» Exercise brief: Print the data below exactly as it appears.

» Input for this task:
PR #1160, opened 2023-12-07
Correctly re-export nested packages

pakrym-stripe:
Fixes https://github.com/stripe/stripe-python/issues/1158

### DIFF
--- a/stripe/__init__.py
+++ b/stripe/__init__.py
@@ -186,22 +186,20 @@ if not TYPE_CHECKING:
 # API resources
 
 # The beginning of the section generated from our OpenAPI spec
-from stripe import (
-    apps as apps,
-    billing_portal as billing_portal,
-    checkout as checkout,
-    climate as climate,
-    financial_connections as financial_connections,
-    identity as identity,
-    issuing as issuing,
-    radar as radar,
-    reporting as reporting,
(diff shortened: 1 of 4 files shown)


stripe/__init__.py
```diff
@@ -186,22 +186,20 @@ def __getattr__(name):
...
-    issuing as issuing,
-    radar as radar,
-    reporting as reporting,
-    sigma as sigma,
-    tax as tax,
-    terminal as terminal,
-    test_helpers as test_helpers,
-    treasury as treasury,
-)
+import stripe.apps as apps
```
anniel-stripe, line 189:
```suggestion
from . import apps as apps
```
?

andersk, line 189: This won’t work; mypy doesn’t treat this as an explicit reexport like it does `from stripe import apps as apps`.

The only reason `from stripe import apps as apps` appeared not to be working was that a bug in the module-level `__getattr__` was causing module-level variables of these names (indeed, every name) to be defined as `None` rather than undefined:

- #1159

pakrym-stripe: Yep, you are right. Thank you @andersk, we'll merge your change first and this PR after.

anniel-stripe (approved):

» Exercise solution:
PR #1160, opened 2023-12-07
Correctly re-export nested packages

pakrym-stripe:
Fixes https://github.com/stripe/stripe-python/issues/1158

### DIFF
--- a/stripe/__init__.py
+++ b/stripe/__init__.py
@@ -186,22 +186,20 @@ if not TYPE_CHECKING:
 # API resources
 
 # The beginning of the section generated from our OpenAPI spec
-from stripe import (
-    apps as apps,
-    billing_portal as billing_portal,
-    checkout as checkout,
-    climate as climate,
-    financial_connections as financial_connections,
-    identity as identity,
-    issuing as issuing,
-    radar as radar,
-    reporting as reporting,
(diff shortened: 1 of 4 files shown)


stripe/__init__.py
```diff
@@ -186,22 +186,20 @@ def __getattr__(name):
...
-    issuing as issuing,
-    radar as radar,
-    reporting as reporting,
-    sigma as sigma,
-    tax as tax,
-    terminal as terminal,
-    test_helpers as test_helpers,
-    treasury as treasury,
-)
+import stripe.apps as apps
```
anniel-stripe, line 189:
```suggestion
from . import apps as apps
```
?

andersk, line 189: This won’t work; mypy doesn’t treat this as an explicit reexport like it does `from stripe import apps as apps`.

The only reason `from stripe import apps as apps` appeared not to be working was that a bug in the module-level `__getattr__` was causing module-level variables of these names (indeed, every name) to be defined as `None` rather than undefined:

- #1159

pakrym-stripe: Yep, you are right. Thank you @andersk, we'll merge your change first and this PR after.

anniel-stripe (approved):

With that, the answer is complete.